Most people think of carbohydrates as bread, pasta, rice, crackers and maybe potatoes. But carbohydrates are found in many more foods than just grains. Fruits and vegetables also contain carbohydrates and even proteins ( including dairy products) contain a small amount of carbohydrate.
Don’t get me wrong – carbohydrates are essential to a healthy diet. I am not advocating a carb free diet for anyone. However, the type of foods you eat to obtain your carbohydrates from is very important. And, bread, pasta, crackers, rice and potatoes are not the best place to get those carbs!.
The reason grains (even gluten-free grains) are not ideal carbohydrate foods for most people is because grains cause a surge in blood glucose. This is particularity true when grain foods are eaten alone, without any healthy fats or proteins to slow their absorption int the blood stream.
Athletes however, (not necessarily the weekend warriors out there) do carb load with grains before strenuous sports or competition. They do this because their bodies benefit from the energy boost carbs give them that they will need to have peak performance. In this case the extra energy is used up rather rapidly. But for regular working and mostly sedentary Joe’s and Jane’s our bodies don’t require this infusion of energy to run a marathon. So when we eat lots of carbs from grains we eat more than our body needs we get the opposite result – weight gain and especially fat.

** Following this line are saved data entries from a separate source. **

PR #4007, opened 2026-03-08
feat(middleware): add response-derived labels to metric middleware

### LINKED ISSUE #2536: Metric middleware labels based on response
Currently we only allow passing labels when providing the metric middleware (https://github.com/zio/zio-http/blob/b43dbc478e1f387c6de60bdab0b99dfbc1de3e6f/zio-http/src/main/scala/zio/http/Middleware.scala#L260). 

What do you think about making this effectful and allow providing these based on request+response? It can be useful when you want to segment metrics on, for example, cache hit or similar only known at response time.

987Nabil:
## Summary

Closes #2536

Extends the metric middleware to accept a pure function callback that derives metric labels from the response, enabling users to add response-derived labels (like status code class, custom headers, etc.) to their HTTP metrics.

### New API

```scala
// With response labels
Middleware.metrics(
  extraLabels = response => Set(
    MetricLabel("status_class", (response.status.code / 100).toString + "xx")
  )
)

// Full overload with all metric names + response labels
Middleware.metrics(
  pathLabelMapper = ...,
  totalRequestsName = ...,
  requestDurationName = ...,
  responseLabels = response => Set(MetricLabel("status", response.status.code.toString))
)
```

### Design Decisions

- **Pure functions only** (`Response => Set[MetricLabel]`) — no effectful callbacks to avoid per-request ZIO overhead
- **Zero overhead** when no callback is provided — existing `Middleware.metrics()` path remains unchanged
- **New overloads** — existing signatures preserved for backward compatibility

### Changes

- `Middleware.scala`: Added 2 new `metrics` overloads with `responseLabels` parameter (~100 lines)
- `MetricsSpec.scala`: Added tests for response-derived labels, status class labeling, and backward compatibility

### Binary Compatibility

New method overloads only — fully backward compatible. No MiMa filters needed.

### DIFF
--- a/zio-http/shared/src/main/scala/zio/http/Middleware.scala
+++ b/zio-http/shared/src/main/scala/zio/http/Middleware.scala
@@ -430,7 +430,7 @@ object Middleware extends HandlerAspects {
       for {
         _   <- requestsTotal.tagged(labels).increment
         _   <- concurrentRequests.tagged(requestLabels).decrement
-        end <- Clock.nanoTime
+        end <- ZIO.succeed(java.lang.System.nanoTime())
         took = end - start
         _ <- requestDuration.tagged(labels).update(took / nanosToSeconds)
       } yield ()
@@ -441,7 +441,7 @@ object Middleware extends HandlerAspects {
 
       HandlerAspect.interceptHandlerStateful(Handler.fromFunctionZIO[Request] { req =>
         for {
-          start <- Clock.nanoTime
+          start <- ZIO.succeed(java.lang.System.nanoTime())
           _     <- concurrentRequests.tagged(requestLabels).increment
         } yield ((start, requestLabels), (req, ()))
       })(Handler.fromFunctionZIO[((Long, Set[MetricLabel]), Response)] { case ((start, requestLabels), response) =>
--- a/zio-http/shared/src/main/scala/zio/http/Middleware.scala
+++ b/zio-http/shared/src/main/scala/zio/http/Middleware.scala
@@ -459,6 +459,110 @@ object Middleware extends HandlerAspects {
     }
   }
 
+  /**
+   * Creates middleware that will track metrics, with additional labels derived
+   * from the response.
+   *
+   * @param responseLabels
+   *   A pure function that derives additional metric labels from the response
+   *   (e.g. status class, specific headers). Invoked once per response.
+   * @param concurrentRequestsName
+   *   Concurrent HTTP requests metric name.
+   * @param totalRequestsName
+   *   Total HTTP requests metric name.
+   * @param requestDurationName
+   *   HTTP request duration metric name.
+   * @param requestDurationBoundaries
+   *   Boundaries for the HTTP request duration metric.
+   * @param extraLabels
+   *   A set of extra labels all metrics will be tagged with.
+   */
+  def metrics(
+    responseLabels: Response => Set[MetricLabel],
+    pathLabelMapper: String => String,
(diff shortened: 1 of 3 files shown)


zio-http/shared/src/main/scala/zio/http/Middleware.scala
```diff
@@ -459,6 +459,107 @@ object Middleware extends HandlerAspects {
...
+
+    def report(
+      start: Long,
+      requestLabels: Set[MetricLabel],
+      labels: Set[MetricLabel],
+    )(implicit trace: Trace): ZIO[Any, Nothing, Unit] =
+      for {
+        _   <- requestsTotal.tagged(labels).increment
+        _   <- concurrentRequests.tagged(requestLabels).decrement
+        end <- Clock.nanoTime
```
987Nabil: Use java system time instead. No need for the effect overhead

zio-http/shared/src/main/scala/zio/http/Middleware.scala
```diff
@@ -459,6 +459,107 @@ object Middleware extends HandlerAspects {
...
+        took = end - start
+        _ <- requestDuration.tagged(labels).update(took / nanosToSeconds)
+      } yield ()
+
+    def aspect(routePattern: RoutePattern[_])(implicit trace: Trace): HandlerAspect[Any, Unit] = {
+      val requestLabels = labelsForRequest(routePattern)
+
+      HandlerAspect.interceptHandlerStateful(Handler.fromFunctionZIO[Request] { req =>
+        for {
+          start <- Clock.nanoTime
```
987Nabil: same

zio-http/shared/src/main/scala/zio/http/Middleware.scala
```diff
@@ -459,6 +459,107 @@ object Middleware extends HandlerAspects {
...
+  )(implicit trace: Trace): Middleware[Any] = {
+    val requestsTotal: Metric.Counter[RuntimeFlags] = Metric.counterInt(totalRequestsName)
+    val concurrentRequests: Metric.Gauge[Double]    = Metric.gauge(concurrentRequestsName)
+    val requestDuration: Metric.Histogram[Double]   = Metric.histogram(requestDurationName, requestDurationBoundaries)
+    val nanosToSeconds: Double                      = 1e9d
+
+    def labelsForRequest(routePattern: RoutePattern[_]): Set[MetricLabel] =
+      Set(
+        MetricLabel("method", routePattern.method.render),
+        MetricLabel("path", routePattern.pathCodec.render),
```
987Nabil: paths might contain IDs or other values that need to be cleaned up to not pollute the metric. So /api/basket/497d395d becomes /api/basket/{basketId}. We need to be able to give the user a way to this

zio-http/shared/src/main/scala/zio/http/Middleware.scala
987Nabil: Fixed — replaced `Clock.nanoTime` with `ZIO.succeed(System.nanoTime())` in both locations.

zio-http/shared/src/main/scala/zio/http/Middleware.scala
987Nabil: Added `pathLabelMapper: String => String` parameter to both overloads. In the convenience overload it defaults to `identity`. Applied in `labelsForRequest` as `pathLabelMapper(routePattern.pathCodec.render)`.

You thought whole grains were good for you? ..and the USDA recommends 6-11 servings a day!
This is simply flawed advice so please do NOT eat this many grains!
Negative health effects of eating too many grains:
- Highly inflammatory – anyone with joint pain or autoimmune disease should eliminate these from their diet.
- Contribute to leaky gut and nutrient mal-absorption.
- Strong association to increase in insulin resistance and type II diabetes.
- Directly connected to weight gain and rising obesity epidemic.
- Greater numbers of people are reactive to grains – particularly gluten containing grains such as wheat, rye & barley.
- Grains increase risk of yeast over growth and autoimmune disease states – even cancer.
So where, you ask should you get healthy carbs from?
The best place to get healthy carbohydrates from are low glycemic vegetables and fruits. These foods have great vitamin and mineral content and are full of healthy fiber too.
Start with eating more Low GI vegetables. These provide ideal healthy carbs. Examples of low GI veggies are; leafy greens (lettuces, kale, cabbage, swiss chard, mustard greens etc..) broccoli, cauliflower, brussel sprouts, green beans, asparagus, zucchini & yellow squash, celery, bok choy, onions and peppers. These are the very healthiest of foods but most of us don;t eat these nearly enough. We should aim for 7-9 servings a day of these.
Starchy vegetables are fine in smaller quantities. If you’re looking to reduce your weight and/or stabilize blood sugar you should eat less of these because they are higher in the glycemic index but DO include them absolutely! These include winter squashes, sweet potatoes, carrots, beets, parsnips, rutabaga, turnips & pumpkin. These medium and higher vegetables provide excellent fiber and are also high in valuable vitamins and minerals.
Fresh fruits are good sources of healthy carbs too. Again if you’re trying to lose weight and or stabilize blood sugar you’d be better off eating mostly low GI varieties of fruit such as apples, peaches and berries. Most people do fine on 2-3 servings of these a day. Higher GI fruits like grapes, pineapple, tropical fruits like papaya, mango and banana should be eaten in small quantities less frequently.
But everybody loves grains you’re groaning!
True, we do seem to be wired to gravitate towards those grains. I think one reason we do gravitate for the grains is because they are so readily available as snacks and quick foods. Unfortunately these “convenient” foods are NOT real foods, but very processed, devoid of vital nutrients and they are making us sick and fat.
Just remember that grains were not eaten until rather recently in civilization and for thousands of years people lived with out them…I bet the obese and diabetic person was nonexistent then.